Hughes et al. (1991)* provide data on fire occurrence (TABLE A) and on vegetation abundance in unburned and burned regions of dry forests in the park (TABLE B).
Table A
| Time frame | Number of fires | Total area burned |
| 1928-1968 | 9 | 2.3 ha |
| 1969-1988 | 32 | 7,800 ha |
Table B
| Vegetation abundance index | |||
| Vegetation type | Unburned | Burned once | Burned twice |
| Native trees and shrubs | 112.3 | 5.2 | 0.7 |
| Introduced grass | 80.0 | 92.1 | 100.9 |
1. Using the data in Table A, calculate the frequency of fires and the average area burned before and after introduced grasses invaded Volcanoes National Park. What do your results suggest about how introduced grasses have affected the occurrence of fires in Volcanoes National Park?
2. Based on the data in Table B, does fire promote or limit the abundance of native trees and shrubs? How does fire affect introduced grasses?

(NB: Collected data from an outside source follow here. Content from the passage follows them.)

PR #1364, opened 2022-10-21
DR-2775: Sentry

snf2ye:
Goal: Use Sentry to capture errors encountered in our app and alert us on slack. 

Related PRs:
- Env variables for dev: https://github.com/broadinstitute/datarepo-helm-definitions/pull/454
- Env variables for alpha, staging & Prod: https://github.com/broadinstitute/terra-helmfile/pull/3552

Related work:
- Set up team and project in sentry
- Set up slack integration - Alerts for production environment errors are now sent to our #Jade-alerts channel 

Take a look at our team page, and check out the example alerts recorded: https://sentry.io/organizations/broad-institute/projects/data-repo/?project=4504044616089600

Some notes and referenced PRs can be found in[ this doc](https://docs.google.com/document/d/1E6UTXHbj4Qs9hwujIMHO0vGCLfdrGIsylJZCdLHvMJQ/edit#).

### DIFF
--- a/src/main/resources/logback.xml
+++ b/src/main/resources/logback.xml
@@ -10,6 +10,12 @@
         </then>
     </if>
 
+    <if condition='!isDefined("SENTRY_ENABLED")'>
+      <then>
+        <variable name="SENTRY_ENABLED" value="false" />
+      </then>
+    </if>
+
     <appender name="CONSOLE" class="ch.qos.logback.core.ConsoleAppender">
         <encoder class="ch.qos.logback.classic.encoder.PatternLayoutEncoder">
             <Pattern>%date %-5level [%thread] %logger{36}: %message%n</Pattern>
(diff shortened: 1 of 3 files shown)


nmalfroy (approved):
looks good!

src/main/resources/logback.xml
```diff
@@ -41,7 +47,18 @@
     <!--    <logger name="bio.terra.service.iam.sam.SamIam" level="debug" />-->
     <!--    <logger name="bio.terra.service.tabulardata.google.BigQueryProject" level="debug" />-->
 
+    <if condition="${SENTRY_ENABLED} == true">
```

3. Introduced grasses recover quickly from fires, and they provide more fuel for future fires than do native trees and shrubs. Use this information to predict what may happen if a fire occurs in a Hawaiian dry forest after introduced grasses have invaded that forest. Do the events you've described help to explain the data in Tables A and B? Explain your reasoning.
*Hughes, F., P. M. Vitousek, and T. Tunison. 1991. Alien grass invasion and fire in the seasonal submontane zone of Hawai'i. Ecology 72: 743-746.